Around the world, bandwidth is in high demand, the more the better. Fiber Optics has been delivering large bandwidth to end users for the last decade. In Fiber to the Home systems (FTTH), data is delivered from central switching offices (COs) to the home via a Passive Optical Network (PON), composed of fiber cables and passive optical splitters.  In the central office, data is placed onto the fiber through a transceiver known as an Optical Line Termination (OLT), and received at the home in an Optical Network Unit (ONU). In a typical FTTH network configuration, the data from a single OLT is split into 32 separate fibers; the OLT transmits data to every ONU at the same time and the ONU uses the MAC address to tell which data to receive. But, when the ONU transmits data, only one can talk at the same time since all of the ONU data is received at the OLT. The way this works is by Time Division Multiplexing (TDM), where the ONU is assigned a time slot where it can transmit data and the OLT receives only that data. Because of the way TDM operates, the efficiency of the TDM determines the capacity of the network. That is, the longer it takes to switch from one ONU to the next, the lower the total available data. This places very stringent demands on the “dead zone” between transmission windows.  Therefore, the performance of OLT receivers is more stringent than the basic data rate would imply, since they must turn on and off very quickly as well as simply receiving data. Further, OLTs manage a very large range of signal strengths since the distance from a Central Office (CO) to subscribers homes can vary from 0 to 20 kilometers. Furthermore, a higher performance OLT transmitter can not only reduce the need for high performance ONUs, but also enable handling unexpected higher losses in the network. In turn this reduces the total network cost and it improves the network resiliency. Today NeoPhotonics is a market leader for high performance OLTs that provide high transmitter power along with best-in-class “burst mode” receiver sensitivity by utilizing proprietary burst mode trans-impedance amplifiers (TIA). NeoPhotonics further offers higher speed next-generation PON (NGPON) products including 10G/10G symmetrical ONUs for NGPON applications.

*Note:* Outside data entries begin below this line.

PR #27, opened 2020-04-29
feat: Run telegram bot poller in production

roschaefer:
@tillprochaska I fixed this obscure $(ENV_HOME)s/ line in the setup
script. Also, the command `bin/rails` was actually `bin/bundle exec
rails` on our VPS server, so I changed that in the code, too.

### DIFF
--- a/scripts/uberspace-setup-app
+++ b/scripts/uberspace-setup-app
@@ -15,8 +15,8 @@ printf "\n✅  Done!\n"
 printf "\n\n🔷  Setup service...\n"
 cat <<EOT >> ~/etc/services.d/100eyes.ini
 [program:100eyes]
-directory=$(ENV_HOME)s/100eyes
-command=bin/rails server -b 0.0.0.0
+directory=$HOME/100eyes
+command=bin/bundle exec rails server -b 0.0.0.0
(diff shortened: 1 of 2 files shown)


scripts/uberspace-setup-app
```diff
@@ -15,8 +15,8 @@ printf "\n✅  Done!\n"
 printf "\n\n🔷  Setup service...\n"
 cat <<EOT >> ~/etc/services.d/100eyes.ini
 [program:100eyes]
-directory=$(ENV_HOME)s/100eyes
-command=bin/rails server -b 0.0.0.0
+directory=$HOME/100eyes
```
tillprochaska, line 18: `$(ENV_VAR)/s` actually is the syntax to use with supervisord.

http://supervisord.org/configuration.html#environment-variables

scripts/uberspace-setup-telegram-bot-poller
```diff
@@ -0,0 +1,23 @@
+#!/bin/bash
+
+db=app_production
+user=app
```
tillprochaska, line 4:
```suggestion
```

scripts/uberspace-setup-app
roschaefer: I thought you would run the script via bash and then at least for me, the `ENV_HOME` would get substituted with empty string.

PR #30, opened 2020-04-30
Don’t select fallback avatars randomly

tillprochaska:
* Selects a fallback image from `public/avatars` if no URL is provided.
* The fallback image is based on the user’s ID (or any other key).


app/components/avatar/avatar.rb
```diff
@@ -1,15 +1,33 @@
...
+      @key = key
     end
 
     private
 
-    attr_reader :url
+    attr_reader :key
+
+    def url
+      return fallback_url unless @url
```
roschaefer, line 24:
```suggestion
      @url || fallback_url
```

app/components/avatar/avatar.rb
```diff
@@ -1,15 +1,33 @@
...
-    include ComponentHelper
+  class Avatar < ApplicationComponent
+    FALLBACK_BASE_URL = '/avatars'
+    FALLBACK_IMAGES = [
+      'fallback-cat.jpg',
+      'fallback-dog.jpg',
+      'fallback-otter.jpg',
+      'fallback-seal.jpg',
+      'fallback-squirrel.jpg',
+    ]
```
roschaefer, line 13:
```suggestion
    FALLBACK_IMAGES = {
      cat: 'fallback-cat.jpg',
      dog: 'fallback-dog.jpg',
      otter: 'fallback-otter.jpg',
      seal: 'fallback-seal.jpg',
      squirrel: 'fallback-squirrel.jpg',
    }


```

app/components/avatar/avatar.rb
```diff
@@ -1,15 +1,33 @@
...
 
-    def initialize(url:)
+    def initialize(url: nil, key: 0)
```
roschaefer, line 14:
```suggestion
    def initialize(url: nil, animal: nil)
```

app/components/avatar/avatar.rb
```diff
@@ -1,15 +1,33 @@
...
-    attr_reader :url
+    attr_reader :key
+
+    def url
+      return fallback_url unless @url
+      @url
+    end
+
+    def fallback_url
+      file = FALLBACK_IMAGES[key % FALLBACK_IMAGES.length]
```
roschaefer, line 29:
```suggestion
      file = FALLBACK_IMAGES[animal] || FALLBACK_IMAGES.values.sample
```

app/components/avatar/avatar.html.erb
```diff
@@ -1,3 +1,3 @@
 <div class="Avatar">
-    <img src="<%= url || 'https://source.unsplash.com/random?cat' %>" />
+    <img src="<%= url %>" alt="" />
```
roschaefer, line 2: Does it help in any way to have an empty `alt`?

app/components/avatar/avatar.rb
drjakob: Otter!

app/components/avatar/avatar.html.erb
tillprochaska: Yes, an image tag without an `alt` attribute is invalid HTML. An empty `alt` attribute indicates that the image is optional. This way, many screen readers will simply skip the element. If you completely omit the attribute, screen readers might announce there’s an image element, but aren’t able to provide any details what is shown – which is confusing and unnecessary.

app/components/avatar/avatar.rb
tillprochaska: Why would you want to specify a concrete fallback image?

PR #31, opened 2020-05-04
feat: Configure telegram bot with BOT=robert

roschaefer:
@tillprochaska for testing, the gem will complain if you start your
containers with `env BOT=something docker-compose up` and run
`docker-compose exec app rails spec`. It will complain about missing
default paths, see below :point_down:.

```
Failures:

  1) Requests POST /requests given a user with a telegram_chat_id is expected to send telegram message "How do you do?"
     Failure/Error: it { should respond_with_message 'How do you do?' }
       expected to make exactly 1 #<Telegram::Bot::ClientStub#13600(1245394754:AAFVzLe5HUubaz1IsEQ8RaQAFUQRFEoGqIQ)>.sendMessage requests, with [#<RSpec::Mocks::ArgumentMatchers::HashIncludingMatcher:0x000055fc2f367cd0 @expected={:chat_id=>4711, :text=>"How do you do?"}>], but made 0, and 0 with
     # ./spec/requests/requests_spec.rb:34:in `block (4 levels) in <main>'

  2) Telegram::WebhookController#start! is expected to send telegram message "Hello Joe!"
     Failure/Error: subject { -> { dispatch_command :start, { from: { username: 'Joe' } } } }

     NoMethodError:
       undefined method `default_telegram_webhook_path' for #<Module:0x000055fc2f40f598>
     # /usr/local/bundle/gems/telegram-bot-0.14.3/lib/telegram/bot/rspec/integration/rails.rb:8:in `public_send'
     # /usr/local/bundle/gems/telegram-bot-0.14.3/lib/telegram/bot/rspec/integration/rails.rb:8:in `block (2 levels) in <main>'
     # /usr/local/bundle/gems/telegram-bot-0.14.3/lib/telegram/bot/rspec/integration/rails.rb:19:in `dispatch'
     # /usr/local/bundle/gems/telegram-bot-0.14.3/lib/telegram/bot/rspec/message_helpers.rb:11:in `dispatch_message'
     # /usr/local/bundle/gems/telegram-bot-0.14.3/lib/telegram/bot/rspec/message_helpers.rb:18:in `dispatch_command'
     # ./spec/requests/telegram/webhook_spec.rb:8:in `block (4 levels) in <main>'
     # /usr/local/bundle/gems/telegram-bot-0.14.3/lib/telegram/bot/rspec/client_matchers.rb:74:in `matches?'
     # ./spec/requests/telegram/webhook_spec.rb:9:in `block (3 levels) in <main>'
```

PR #32, opened 2020-05-07
Full text search

roschaefer:
Change the target branch of this PR to `master` as soon as #31 is merged.


app/components/search_result_component/search_result_component.html.erb
```diff
@@ -0,0 +1,8 @@
+<li>
+  <% case result.class.to_s %>
+  <% when 'User' %>
+    <%= c 'button', label: result.name , styles: [:link], link: user_path(result) %>
+  <% when 'Reply' %>
+    <%= c 'button', label: result.text , styles: [:link], link: user_request_path(result.user, result.request) %>
+  <% end %>
```
tillprochaska, line 7: I think I’d prefer to have a lean template and put that logic into the component class:

```erb
<%= c 'button', label: title , styles: [:link], link: link %>
```

… and then methods in `SearchResult`.

app/components/search_result_component/search_result_component.rb
```diff
@@ -0,0 +1,13 @@
+# frozen_string_literal: true
+
+module SearchResultComponent
+  class SearchResultComponent < ApplicationComponent
```
tillprochaska, line 4: I know the component generator is currently appending `component` to everything – to be consistent with how the other components are named, could you rename the files/class? (I’ll push an updated generator!)

`search_result_component/search_result_component.rb` --> `search_result/search_result.rb`

```suggestion
module SearchResult
  class SearchResult< ApplicationComponent
```

PR #38, opened 2020-05-14
feat: Edit user email address through web UI

roschaefer:


app/components/user_profile/user_profile.html.erb
```diff
@@ -7,6 +7,12 @@
         id: 'user[name]',
         styles: ['clickToEdit', 'center', 'heading']
     %>
+    <%= c 'input',
+        placeholder: 'E-Mail Adresse',
```
tillprochaska, line 11:
```suggestion
        placeholder: 'E-Mail-Adresse',
```

PR #39, opened 2020-05-14
Message component

roschaefer:
@tillprochaska this is not yet finished - it could be merged though. 

Screenshot - 2020-05-15T161413 339

This PR fixes the bug with different avatars for the same user on different pages.

### DIFF
--- a/app/components/avatar/avatar.css
+++ b/app/components/avatar/avatar.css
@@ -1,22 +1,14 @@
 .Avatar {
-    display: inline-block;
-    box-sizing: content-box;
-    border-radius: 50%;
-    overflow: hidden;
-}
-
-.Avatar-small {
-  width: calc(2 * var(--spacing-unit));
-  height: calc(2 * var(--spacing-unit));
-}
-
-.Avatar-large {
+  display: inline-block;
+  box-sizing: content-box;
+  border-radius: 50%;
+  overflow: hidden;
   width: calc(3 * var(--spacing-unit));
   height: calc(3 * var(--spacing-unit));
 }
 
 .Avatar > img {
-    width: 100%;
-    height: 100%;
-    object-fit: cover;
+  width: 100%;
+  height: 100%;
+  object-fit: cover;
 }
--- a/app/components/avatar/avatar.css
+++ b/app/components/avatar/avatar.css
@@ -1,10 +1,18 @@
 .Avatar {
     display: inline-block;
     box-sizing: content-box;
-    width: calc(3 * var(--spacing-unit));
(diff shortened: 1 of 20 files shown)


app/components/avatar/avatar.css
```diff
@@ -1,12 +1,20 @@
 .Avatar {
     display: inline-block;
     box-sizing: content-box;
-    width: calc(3 * var(--spacing-unit));
```
tillprochaska, line 4: Why don’t we keep one of them as the default variant and only add a single modifier? I think having a default of 2 * spacing-unit, and then a large variant would be fine.

app/components/avatar/avatar.rb
```diff
@@ -11,22 +11,30 @@ class Avatar < ApplicationComponent
...
-      @url || fallback_url
+      user&.avatar_url || fallback_url
     end
 
     def fallback_url
       file = FALLBACK_IMAGES[key % FALLBACK_IMAGES.length]
       "#{FALLBACK_BASE_URL}/#{file}"
     end
+
+    def css_class
```
tillprochaska, line 36: Once #42 is merged, you can simply do this:

```ruby
class Avatar < ApplicationComponent
  def initialize(user: nil, **)
    super

    ...
  end
end
```

And in the template:

```erb
<div class="<% class_names.join(' ') %>">
  ...
</div>
```

Or alternatively, by defining a `call` method on the component:

```ruby
class Avatar < ApplicationComponent
  ...
  
  def call
    content_tag(:div, ..., class: class_names)
  end
end
```

app/components/message/message.css
```diff
@@ -0,0 +1,14 @@
+.Message {
+  display: flex;
+  align-items: center;
+  margin: auto;
+  justify-content: flex-end;
+}
+
+.Message-left {
```
tillprochaska, line 8: Use `.Message--left` for modifiers and `.Message-child` for subelements.

app/components/message/message.rb
```diff
@@ -6,10 +6,17 @@ class Message < ViewComponent::Base
...
     private
 
-    attr_reader :message
+    attr_reader :message, :user
+
+    def avatar_url
+      return user.avatar_url if user
+
+      nil
+    end
```
tillprochaska, line 20: Is that still required?

tillprochaska:
Hi @roschaefer! I changed a few minor things, hope that’s fine! In most cases, that was to use a generic component method instead of a component-specific implementation (e.g. `class_names`) or a generic component instead of custom styles (e.g. using a `Stack` instead of manually adding margin).

PR #40, opened 2020-05-15
Component generator

tillprochaska:
```
Usage:
  rails generate view_component NAME [options]

Options:
  [--skip-namespace], [--no-skip-namespace]  # Skip namespace (affects only isolated applications)
  [--css], [--no-css]                        # Indicates when to generate css
                                             # Default: true
  [--js], [--no-js]                          # Indicates when to generate js
                                             # Default: true
  [--template], [--no-template]              # Indicates when to generate template
                                             # Default: true
  [--spec], [--no-spec]                      # Indicates when to generate spec
                                             # Default: true

Description:
    Creates a new component and spec file.
    Pass the component name either CamelCase or under_scored.

Example:
    rails generate component MyButton

    This will create:
        Component:           app/components/my_button/my_button.rb
        Template:            app/components/my_button/my_button.html.erb
        CSS:                 app/components/my_button/my_button.css
        Stimulus Controller: app/components/my_button/my_button.js
        Spec:                spec/components/my_button_spec.rb
```

### DIFF
--- a/lib/generators/view_component/USAGE
+++ b/lib/generators/view_component/USAGE
@@ -1,0 +1,13 @@
+Description:
+    Creates a new component and spec file.
+    Pass the component name either CamelCase or under_scored.
+
+Example:
+    rails generate component MyButton
+
+    This will create:
+        Component:           app/components/my_button/my_button.rb
+        Template:            app/components/my_button/my_button.html.erb
+        CSS:                 app/components/my_button/my_button.css
+        Stimulus Controller: app/components/my_button/my_button.js
+        Spec:                spec/components/my_button_spec.rb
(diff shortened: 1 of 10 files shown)


lib/generators/view_component/USAGE
```diff
@@ -0,0 +1,13 @@
...
+
+Example:
+    rails generate component MyButton
+
+    This will create:
+        Component:           app/components/my_button/my_button.rb
+        Template:            app/components/my_button/my_button.html.erb
+        CSS:                 app/components/my_button/my_button.css
+        Stimulus Controller: app/components/my_button/my_button.js
+        Spec:                spec/components/my_button_spec.rb
```
roschaefer, line 13: rspec-rails should put the spec files into the same directory :unamused:

PR #41, opened 2020-05-15
Nav bar

tillprochaska:
Merge #40 first.

Adds a basic top bar to every view, allowing editors to switch between the two main functionalities.

This is probably a good place to add the app-wide search to as well.

Bildschirmfoto 2020-05-15 um 11 15 15


drjakob:
Müsste Lokalexpert*innen heißen, nicht Teilnehmerinnen.

PR #330, opened 2020-08-23
feat: Strip HTML from emails

### LINKED ISSUE #229: Strip HTML from emails
Some messages contain HTML markup. Most email clients will send both, an HTML and a plaintext variant (even if you compose the email as HTML). I’d guess (but haven’t verified it) that in these cases, the email didn’t include a plaintext variant. If that’s the case, all we can do is to strip HTML markup.

A few different edge cases: 
* /requests/3#message-193
* /requests/2#message-90
* /requests/5#message-375
* /requests/5#message-379
* /requests/5#message-420

roschaefer:
close #229 

As discussed, this PR does not alter existing data in the database.


tillprochaska:
@roschaefer: I added a few more test cases for real-world edge cases. I think we should handle line breaks (at least those introduced by `<br>` and `<p>` tags, possibly by other block elements as well) – otherwise without line breaks long-form emails will become difficult to read.

roschaefer:
> @roschaefer: I added a few more test cases for real-world edge cases. I think we should handle line breaks (at least those introduced by `<br>` and `<p>` tags, possibly by other block elements as well) – otherwise without line breaks long-form emails will become difficult to read.

done

tillprochaska (approved):
Nice! :)

PR #338, opened 2020-08-28
Remove grayscale effect on footer logos

### LINKED ISSUE #335: change PF and BMBF Logos - colored
URGENT: The above named institutions insist on displaying their logos correctly, that means

BMBF colored
PF colored

Please change today: Friday, 28th before 6pm

tillprochaska:
Close #335


roschaefer (approved):
:art: yep

PR #369, opened 2020-09-21
build: Remove error-prone bundle images

roschaefer:


mattwr18 (changes requested):
Can you give some context to this `PR` @roschaefer ??
I don't think anyone this week ran into any of this errors, did they?

roschaefer:
> Can you give some context to this `PR` @roschaefer ??
> I don't think anyone this week ran into any of this errors, did they?

Yes, we had difficulties during setup. Here's what can happen:

1. You `docker-compose up --build` the images, this will also create volumes
2. You `git pull` the latest changes, including an update to `Gemfile.lock`
3. You `docker-compose up --build` again, to rebuild the images with the new gem versions
4. Even though the images are rebuilt, when the containers start, the volumes of step 1 will overwrite the bundles directory resulting in `bundler` complaining about missing gem versions

mattwr18 (approved):
As discussed, I just run `docker-compose exec app bundle` every time I pull down and don't run into this issue. My reservation is that it takes longer to get the app up and running without these volumes, but if you think it makes it easier for new developers who might not be used to running into this issue, why not?

tillprochaska (approved):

For the wireless back-haul and enterprise networking environment, where fibers are scarce and where it is extremely expensive to deploy new fibers to existing lines, a Bi-Directional (BiDi) transceiver offers a unique way to reduce the need for fibers by half while maintaining the same data throughput as that of a conventional transceiver. While a conventional transceiver needs a pair of fibers to transmit and receive data, a BiDi transceiver uses Wavelength Division Multiplexing (WDM) couplers to combine and separate two different wavelengths to transmit and receive data on only one fiber. Thus to work effectively, BiDi transceivers always have to work in pairs, with their WDM coupler tuned to the expected wavelength of the transmitter and receiver that they will be transmitting data from or to. Along with fiber scarcity, in wireless back haul and enterprise environments, often equipment space is limited. The port density of network equipment can be doubled by incorporating two BiDi transceivers into one SFP module using a NeoPhotonics Compact SFP (C-SFP) module. NeoPhotonics is a market leader for both BiDi transceivers and C-SFP transceivers. Offering a range of BiDi transceivers with data rate up to 10Gbps and distances or reach up to 40KM. NeoPhotonics is also a founding member of the C-SFP MSA and offers a range of C-SFP products with data rates up to 2.5Gbps and with distances or reach up to 20KM.